- _Work item_: Please copy out the entries below exactly, beginning with the line that contains "PR #10434, opened 2025-02-08" and ending with the line that contains "as [ index ].", and include nothing outside that span.

(Saved entries)
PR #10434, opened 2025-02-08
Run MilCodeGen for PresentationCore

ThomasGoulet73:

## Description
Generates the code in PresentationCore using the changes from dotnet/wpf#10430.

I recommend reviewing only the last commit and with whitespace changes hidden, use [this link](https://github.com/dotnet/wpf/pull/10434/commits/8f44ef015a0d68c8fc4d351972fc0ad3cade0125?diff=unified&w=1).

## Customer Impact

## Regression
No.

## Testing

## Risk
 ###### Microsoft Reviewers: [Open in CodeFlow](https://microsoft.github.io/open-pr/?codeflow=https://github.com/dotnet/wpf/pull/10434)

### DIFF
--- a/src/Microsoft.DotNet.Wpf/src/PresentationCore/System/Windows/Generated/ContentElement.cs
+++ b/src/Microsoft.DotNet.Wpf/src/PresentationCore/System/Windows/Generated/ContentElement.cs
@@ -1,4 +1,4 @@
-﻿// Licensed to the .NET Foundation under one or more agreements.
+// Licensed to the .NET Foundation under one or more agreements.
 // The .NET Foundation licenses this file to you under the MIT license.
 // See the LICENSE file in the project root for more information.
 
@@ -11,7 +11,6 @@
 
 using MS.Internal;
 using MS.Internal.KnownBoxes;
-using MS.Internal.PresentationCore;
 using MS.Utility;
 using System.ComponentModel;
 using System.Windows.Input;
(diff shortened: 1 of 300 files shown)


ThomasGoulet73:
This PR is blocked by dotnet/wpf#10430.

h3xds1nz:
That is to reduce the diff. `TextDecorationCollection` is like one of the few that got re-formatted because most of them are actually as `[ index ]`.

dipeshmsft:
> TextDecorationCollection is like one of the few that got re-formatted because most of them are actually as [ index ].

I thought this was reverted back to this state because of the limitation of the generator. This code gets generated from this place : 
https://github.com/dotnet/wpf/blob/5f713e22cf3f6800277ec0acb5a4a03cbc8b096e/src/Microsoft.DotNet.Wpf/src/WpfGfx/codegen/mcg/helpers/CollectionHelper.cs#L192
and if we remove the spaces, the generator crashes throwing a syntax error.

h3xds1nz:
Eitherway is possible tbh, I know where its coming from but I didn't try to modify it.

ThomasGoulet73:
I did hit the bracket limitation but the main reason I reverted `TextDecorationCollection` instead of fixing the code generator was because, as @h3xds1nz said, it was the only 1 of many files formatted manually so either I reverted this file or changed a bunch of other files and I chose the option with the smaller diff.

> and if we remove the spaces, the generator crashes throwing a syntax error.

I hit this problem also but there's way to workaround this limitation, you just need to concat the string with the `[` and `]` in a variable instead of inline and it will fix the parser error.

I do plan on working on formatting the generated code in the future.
* * *
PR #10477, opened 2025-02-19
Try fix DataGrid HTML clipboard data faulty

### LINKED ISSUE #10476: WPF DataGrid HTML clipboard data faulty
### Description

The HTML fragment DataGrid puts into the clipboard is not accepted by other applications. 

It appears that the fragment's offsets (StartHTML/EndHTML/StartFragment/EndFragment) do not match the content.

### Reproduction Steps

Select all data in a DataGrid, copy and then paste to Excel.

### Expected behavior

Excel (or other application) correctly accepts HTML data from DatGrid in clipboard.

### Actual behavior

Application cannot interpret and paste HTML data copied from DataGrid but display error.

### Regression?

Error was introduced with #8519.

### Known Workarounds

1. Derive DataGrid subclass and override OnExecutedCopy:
---
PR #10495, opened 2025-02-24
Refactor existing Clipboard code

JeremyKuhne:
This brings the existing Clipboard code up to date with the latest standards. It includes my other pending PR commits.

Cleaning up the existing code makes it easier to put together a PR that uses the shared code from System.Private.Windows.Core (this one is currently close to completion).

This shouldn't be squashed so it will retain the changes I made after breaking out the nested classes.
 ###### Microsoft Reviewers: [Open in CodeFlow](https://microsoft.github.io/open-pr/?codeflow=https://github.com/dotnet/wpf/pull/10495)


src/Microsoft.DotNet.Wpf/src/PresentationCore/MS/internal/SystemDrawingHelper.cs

- _Solution for this task_:
PR #10434, opened 2025-02-08
Run MilCodeGen for PresentationCore

ThomasGoulet73:

## Description
Generates the code in PresentationCore using the changes from dotnet/wpf#10430.

I recommend reviewing only the last commit and with whitespace changes hidden, use [this link](https://github.com/dotnet/wpf/pull/10434/commits/8f44ef015a0d68c8fc4d351972fc0ad3cade0125?diff=unified&w=1).

## Customer Impact

## Regression
No.

## Testing

## Risk
 ###### Microsoft Reviewers: [Open in CodeFlow](https://microsoft.github.io/open-pr/?codeflow=https://github.com/dotnet/wpf/pull/10434)

### DIFF
--- a/src/Microsoft.DotNet.Wpf/src/PresentationCore/System/Windows/Generated/ContentElement.cs
+++ b/src/Microsoft.DotNet.Wpf/src/PresentationCore/System/Windows/Generated/ContentElement.cs
@@ -1,4 +1,4 @@
-﻿// Licensed to the .NET Foundation under one or more agreements.
+// Licensed to the .NET Foundation under one or more agreements.
 // The .NET Foundation licenses this file to you under the MIT license.
 // See the LICENSE file in the project root for more information.
 
@@ -11,7 +11,6 @@
 
 using MS.Internal;
 using MS.Internal.KnownBoxes;
-using MS.Internal.PresentationCore;
 using MS.Utility;
 using System.ComponentModel;
 using System.Windows.Input;
(diff shortened: 1 of 300 files shown)


ThomasGoulet73:
This PR is blocked by dotnet/wpf#10430.

h3xds1nz:
That is to reduce the diff. `TextDecorationCollection` is like one of the few that got re-formatted because most of them are actually as `[ index ]`.

dipeshmsft:
> TextDecorationCollection is like one of the few that got re-formatted because most of them are actually as [ index ].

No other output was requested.